Records excerpted from a collection:
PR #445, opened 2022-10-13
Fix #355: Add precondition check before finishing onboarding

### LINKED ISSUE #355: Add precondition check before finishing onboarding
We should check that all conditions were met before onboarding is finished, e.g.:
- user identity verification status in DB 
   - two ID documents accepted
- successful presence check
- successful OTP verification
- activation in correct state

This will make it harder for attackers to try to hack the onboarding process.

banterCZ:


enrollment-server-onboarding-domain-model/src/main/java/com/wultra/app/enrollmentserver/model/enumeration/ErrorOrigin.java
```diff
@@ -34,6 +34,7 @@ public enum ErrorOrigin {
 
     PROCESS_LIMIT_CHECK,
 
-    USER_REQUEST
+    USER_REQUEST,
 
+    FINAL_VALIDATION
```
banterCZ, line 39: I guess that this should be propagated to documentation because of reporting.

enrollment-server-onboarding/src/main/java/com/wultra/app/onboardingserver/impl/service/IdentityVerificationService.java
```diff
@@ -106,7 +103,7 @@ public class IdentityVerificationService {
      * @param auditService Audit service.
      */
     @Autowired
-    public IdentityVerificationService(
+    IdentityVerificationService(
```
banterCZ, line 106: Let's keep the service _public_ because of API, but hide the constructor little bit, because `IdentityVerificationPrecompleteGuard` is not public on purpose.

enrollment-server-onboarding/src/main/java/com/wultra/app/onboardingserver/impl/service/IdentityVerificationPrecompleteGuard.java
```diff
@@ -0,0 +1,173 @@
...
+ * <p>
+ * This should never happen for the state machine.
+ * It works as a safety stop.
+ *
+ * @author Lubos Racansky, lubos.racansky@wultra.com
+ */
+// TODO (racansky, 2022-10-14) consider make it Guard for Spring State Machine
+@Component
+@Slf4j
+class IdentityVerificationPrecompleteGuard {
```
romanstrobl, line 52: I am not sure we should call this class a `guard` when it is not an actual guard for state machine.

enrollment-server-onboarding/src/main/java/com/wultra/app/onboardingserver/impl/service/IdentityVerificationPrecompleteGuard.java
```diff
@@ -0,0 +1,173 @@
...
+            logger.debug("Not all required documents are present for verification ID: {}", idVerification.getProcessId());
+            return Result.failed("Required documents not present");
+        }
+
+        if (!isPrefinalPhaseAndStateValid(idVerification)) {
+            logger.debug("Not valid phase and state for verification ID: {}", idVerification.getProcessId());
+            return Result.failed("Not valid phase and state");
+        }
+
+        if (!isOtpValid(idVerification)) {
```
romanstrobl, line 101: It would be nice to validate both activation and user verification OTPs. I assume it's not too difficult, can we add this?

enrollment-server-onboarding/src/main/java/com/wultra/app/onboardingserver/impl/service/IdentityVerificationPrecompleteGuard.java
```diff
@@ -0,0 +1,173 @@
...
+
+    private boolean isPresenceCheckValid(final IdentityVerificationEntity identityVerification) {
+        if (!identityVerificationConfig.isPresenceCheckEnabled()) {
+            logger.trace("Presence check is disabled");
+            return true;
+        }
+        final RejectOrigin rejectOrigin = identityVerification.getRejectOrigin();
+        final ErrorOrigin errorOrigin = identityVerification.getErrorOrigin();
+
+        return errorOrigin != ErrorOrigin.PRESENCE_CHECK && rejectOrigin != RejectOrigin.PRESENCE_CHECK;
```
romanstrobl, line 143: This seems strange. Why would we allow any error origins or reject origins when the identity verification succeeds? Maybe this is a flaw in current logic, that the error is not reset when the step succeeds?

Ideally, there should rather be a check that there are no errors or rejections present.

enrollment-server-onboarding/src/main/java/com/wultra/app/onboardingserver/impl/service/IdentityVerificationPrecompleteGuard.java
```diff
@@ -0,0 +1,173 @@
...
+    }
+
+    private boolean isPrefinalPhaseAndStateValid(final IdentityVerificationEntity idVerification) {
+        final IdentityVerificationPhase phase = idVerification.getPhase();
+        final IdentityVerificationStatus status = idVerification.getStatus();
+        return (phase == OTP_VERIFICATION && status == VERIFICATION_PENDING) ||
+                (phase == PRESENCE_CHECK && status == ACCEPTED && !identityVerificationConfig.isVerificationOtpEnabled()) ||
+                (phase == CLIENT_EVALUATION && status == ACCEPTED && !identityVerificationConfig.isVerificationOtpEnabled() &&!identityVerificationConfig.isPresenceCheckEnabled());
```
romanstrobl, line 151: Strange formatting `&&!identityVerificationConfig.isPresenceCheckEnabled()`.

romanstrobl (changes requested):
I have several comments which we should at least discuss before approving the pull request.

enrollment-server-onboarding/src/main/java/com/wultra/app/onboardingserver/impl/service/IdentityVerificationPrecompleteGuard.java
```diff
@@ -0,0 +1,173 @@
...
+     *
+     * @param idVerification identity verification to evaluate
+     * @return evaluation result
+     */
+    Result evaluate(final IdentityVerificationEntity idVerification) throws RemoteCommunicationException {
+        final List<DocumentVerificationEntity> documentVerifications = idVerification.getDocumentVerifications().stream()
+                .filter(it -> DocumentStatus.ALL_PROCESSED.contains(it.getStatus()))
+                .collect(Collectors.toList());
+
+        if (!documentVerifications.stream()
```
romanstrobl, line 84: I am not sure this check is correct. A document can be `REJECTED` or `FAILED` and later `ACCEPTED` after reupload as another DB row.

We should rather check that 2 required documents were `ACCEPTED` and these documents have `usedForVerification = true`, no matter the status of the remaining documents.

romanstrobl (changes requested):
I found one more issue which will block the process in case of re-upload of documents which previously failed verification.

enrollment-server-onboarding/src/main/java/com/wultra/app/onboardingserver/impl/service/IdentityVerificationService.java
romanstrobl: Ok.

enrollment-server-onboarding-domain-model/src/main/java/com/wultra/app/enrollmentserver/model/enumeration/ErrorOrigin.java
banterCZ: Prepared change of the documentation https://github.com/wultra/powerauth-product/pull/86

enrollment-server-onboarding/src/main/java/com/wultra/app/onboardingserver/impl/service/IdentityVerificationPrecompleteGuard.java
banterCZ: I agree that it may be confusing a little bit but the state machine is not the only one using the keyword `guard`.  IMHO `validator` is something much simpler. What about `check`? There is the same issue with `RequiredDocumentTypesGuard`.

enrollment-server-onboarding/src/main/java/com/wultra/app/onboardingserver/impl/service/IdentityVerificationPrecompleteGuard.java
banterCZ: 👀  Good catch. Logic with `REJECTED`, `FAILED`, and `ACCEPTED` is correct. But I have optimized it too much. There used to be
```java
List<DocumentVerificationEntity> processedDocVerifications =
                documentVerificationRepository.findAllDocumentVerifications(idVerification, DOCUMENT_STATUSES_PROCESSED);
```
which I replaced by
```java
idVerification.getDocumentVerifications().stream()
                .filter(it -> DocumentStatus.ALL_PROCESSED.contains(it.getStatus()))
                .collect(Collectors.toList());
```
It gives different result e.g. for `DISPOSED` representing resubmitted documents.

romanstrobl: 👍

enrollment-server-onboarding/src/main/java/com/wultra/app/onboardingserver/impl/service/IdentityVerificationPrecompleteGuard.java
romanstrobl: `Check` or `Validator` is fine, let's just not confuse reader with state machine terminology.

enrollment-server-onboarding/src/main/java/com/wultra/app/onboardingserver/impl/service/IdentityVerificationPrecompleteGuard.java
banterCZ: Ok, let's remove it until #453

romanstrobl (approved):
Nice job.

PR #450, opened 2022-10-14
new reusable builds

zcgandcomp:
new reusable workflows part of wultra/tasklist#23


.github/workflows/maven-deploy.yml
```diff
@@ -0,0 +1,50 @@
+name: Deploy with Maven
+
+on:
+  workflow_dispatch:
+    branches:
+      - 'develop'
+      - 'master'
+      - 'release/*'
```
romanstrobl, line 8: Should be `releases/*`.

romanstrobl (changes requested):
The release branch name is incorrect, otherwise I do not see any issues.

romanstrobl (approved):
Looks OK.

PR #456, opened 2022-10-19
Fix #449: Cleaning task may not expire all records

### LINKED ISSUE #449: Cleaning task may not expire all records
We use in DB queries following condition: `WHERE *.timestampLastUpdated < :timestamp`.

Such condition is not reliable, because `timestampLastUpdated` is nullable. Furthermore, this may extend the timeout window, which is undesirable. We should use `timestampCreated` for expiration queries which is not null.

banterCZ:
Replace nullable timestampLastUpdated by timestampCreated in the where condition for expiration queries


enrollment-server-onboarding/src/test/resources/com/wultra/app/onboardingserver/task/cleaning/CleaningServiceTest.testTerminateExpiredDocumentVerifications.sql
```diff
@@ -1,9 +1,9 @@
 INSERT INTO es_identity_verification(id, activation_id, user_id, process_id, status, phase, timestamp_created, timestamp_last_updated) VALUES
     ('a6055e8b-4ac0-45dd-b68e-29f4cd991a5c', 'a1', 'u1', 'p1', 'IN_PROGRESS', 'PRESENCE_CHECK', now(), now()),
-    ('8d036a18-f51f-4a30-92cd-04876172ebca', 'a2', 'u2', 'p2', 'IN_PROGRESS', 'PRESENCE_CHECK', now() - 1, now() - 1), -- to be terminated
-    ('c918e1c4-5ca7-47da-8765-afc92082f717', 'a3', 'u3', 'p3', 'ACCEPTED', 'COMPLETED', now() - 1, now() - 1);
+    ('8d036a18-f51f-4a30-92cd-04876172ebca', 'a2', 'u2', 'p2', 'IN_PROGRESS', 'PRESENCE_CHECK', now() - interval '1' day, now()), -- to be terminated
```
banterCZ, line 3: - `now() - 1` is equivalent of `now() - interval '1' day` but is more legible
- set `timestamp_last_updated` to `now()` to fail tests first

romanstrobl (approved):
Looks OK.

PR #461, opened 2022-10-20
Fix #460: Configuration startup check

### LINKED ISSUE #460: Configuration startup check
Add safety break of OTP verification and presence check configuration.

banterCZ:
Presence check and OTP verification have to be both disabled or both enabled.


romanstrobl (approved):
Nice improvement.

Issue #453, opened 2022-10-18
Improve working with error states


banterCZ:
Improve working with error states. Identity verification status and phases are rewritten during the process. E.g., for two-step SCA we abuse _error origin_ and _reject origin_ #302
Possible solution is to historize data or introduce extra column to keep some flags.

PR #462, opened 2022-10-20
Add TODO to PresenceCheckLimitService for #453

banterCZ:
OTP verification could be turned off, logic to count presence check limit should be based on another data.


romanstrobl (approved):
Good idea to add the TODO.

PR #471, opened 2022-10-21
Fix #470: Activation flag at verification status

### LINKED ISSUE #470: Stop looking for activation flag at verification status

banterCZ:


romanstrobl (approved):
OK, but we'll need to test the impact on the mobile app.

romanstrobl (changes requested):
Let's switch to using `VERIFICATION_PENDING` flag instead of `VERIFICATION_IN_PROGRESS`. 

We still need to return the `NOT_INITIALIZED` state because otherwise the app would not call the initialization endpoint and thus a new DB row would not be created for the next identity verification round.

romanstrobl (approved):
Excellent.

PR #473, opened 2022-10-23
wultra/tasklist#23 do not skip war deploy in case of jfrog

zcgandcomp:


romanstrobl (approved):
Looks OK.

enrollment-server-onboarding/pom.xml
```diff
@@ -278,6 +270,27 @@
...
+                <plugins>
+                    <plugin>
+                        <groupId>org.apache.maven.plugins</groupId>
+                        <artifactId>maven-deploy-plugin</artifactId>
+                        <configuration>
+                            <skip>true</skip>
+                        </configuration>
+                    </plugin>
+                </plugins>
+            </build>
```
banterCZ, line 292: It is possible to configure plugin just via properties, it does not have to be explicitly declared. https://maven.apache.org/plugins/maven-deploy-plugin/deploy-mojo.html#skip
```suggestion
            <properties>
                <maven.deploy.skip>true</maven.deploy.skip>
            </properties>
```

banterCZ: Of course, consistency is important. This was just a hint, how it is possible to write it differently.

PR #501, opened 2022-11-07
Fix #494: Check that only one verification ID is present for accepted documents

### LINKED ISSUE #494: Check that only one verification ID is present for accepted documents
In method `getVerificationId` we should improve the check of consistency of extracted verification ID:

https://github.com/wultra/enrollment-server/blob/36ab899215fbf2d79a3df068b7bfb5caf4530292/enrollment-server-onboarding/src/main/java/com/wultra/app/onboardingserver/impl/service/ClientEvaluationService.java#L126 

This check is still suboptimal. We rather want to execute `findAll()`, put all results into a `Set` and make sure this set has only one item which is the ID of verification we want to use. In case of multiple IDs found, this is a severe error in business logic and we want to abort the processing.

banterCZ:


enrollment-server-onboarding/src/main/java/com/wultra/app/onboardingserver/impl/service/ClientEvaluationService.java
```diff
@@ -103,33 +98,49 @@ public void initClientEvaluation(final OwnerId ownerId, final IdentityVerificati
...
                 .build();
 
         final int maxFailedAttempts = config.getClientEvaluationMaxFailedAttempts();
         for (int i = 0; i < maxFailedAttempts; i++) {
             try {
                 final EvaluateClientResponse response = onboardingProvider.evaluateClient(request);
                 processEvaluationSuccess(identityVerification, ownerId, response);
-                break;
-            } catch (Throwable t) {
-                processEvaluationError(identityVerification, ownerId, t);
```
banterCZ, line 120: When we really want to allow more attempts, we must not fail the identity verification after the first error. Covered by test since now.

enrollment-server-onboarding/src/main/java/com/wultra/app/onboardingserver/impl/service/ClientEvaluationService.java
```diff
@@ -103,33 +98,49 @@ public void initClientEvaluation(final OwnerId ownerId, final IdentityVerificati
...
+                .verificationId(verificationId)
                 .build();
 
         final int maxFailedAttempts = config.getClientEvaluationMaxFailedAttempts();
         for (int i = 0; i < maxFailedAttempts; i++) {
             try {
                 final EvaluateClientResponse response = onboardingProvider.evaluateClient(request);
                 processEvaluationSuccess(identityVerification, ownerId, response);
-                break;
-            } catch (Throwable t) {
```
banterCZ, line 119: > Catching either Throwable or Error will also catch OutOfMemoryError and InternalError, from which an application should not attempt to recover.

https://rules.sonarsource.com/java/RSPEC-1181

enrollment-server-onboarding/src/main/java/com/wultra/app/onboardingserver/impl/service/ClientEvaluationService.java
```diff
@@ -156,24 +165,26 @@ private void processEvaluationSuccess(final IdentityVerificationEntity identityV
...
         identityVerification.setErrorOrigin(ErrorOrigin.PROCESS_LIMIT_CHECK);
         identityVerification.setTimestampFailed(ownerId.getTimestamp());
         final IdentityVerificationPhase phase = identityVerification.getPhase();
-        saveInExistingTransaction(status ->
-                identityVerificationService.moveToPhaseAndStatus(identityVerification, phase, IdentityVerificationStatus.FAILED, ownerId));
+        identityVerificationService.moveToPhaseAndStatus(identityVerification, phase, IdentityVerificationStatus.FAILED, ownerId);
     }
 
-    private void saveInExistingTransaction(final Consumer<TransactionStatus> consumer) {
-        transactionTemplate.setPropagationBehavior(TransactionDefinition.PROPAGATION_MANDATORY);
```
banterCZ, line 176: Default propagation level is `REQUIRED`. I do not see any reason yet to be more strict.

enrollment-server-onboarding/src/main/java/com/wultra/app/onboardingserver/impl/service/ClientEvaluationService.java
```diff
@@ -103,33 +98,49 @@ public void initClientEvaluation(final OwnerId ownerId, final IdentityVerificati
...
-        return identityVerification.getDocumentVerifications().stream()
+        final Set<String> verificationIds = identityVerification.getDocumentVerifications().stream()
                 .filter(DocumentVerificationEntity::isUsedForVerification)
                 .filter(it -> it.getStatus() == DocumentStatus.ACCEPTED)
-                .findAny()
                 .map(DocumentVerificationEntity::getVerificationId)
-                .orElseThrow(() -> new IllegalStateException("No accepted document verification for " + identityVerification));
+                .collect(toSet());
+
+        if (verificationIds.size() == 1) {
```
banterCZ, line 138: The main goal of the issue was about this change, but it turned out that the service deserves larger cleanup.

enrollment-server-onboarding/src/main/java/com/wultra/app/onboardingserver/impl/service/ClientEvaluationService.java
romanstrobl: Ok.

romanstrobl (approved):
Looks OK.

> _Problem details_
Lines with "successful" in the records above: copy every one of them.

> _Exercise answer_
- successful presence check
- successful OTP verification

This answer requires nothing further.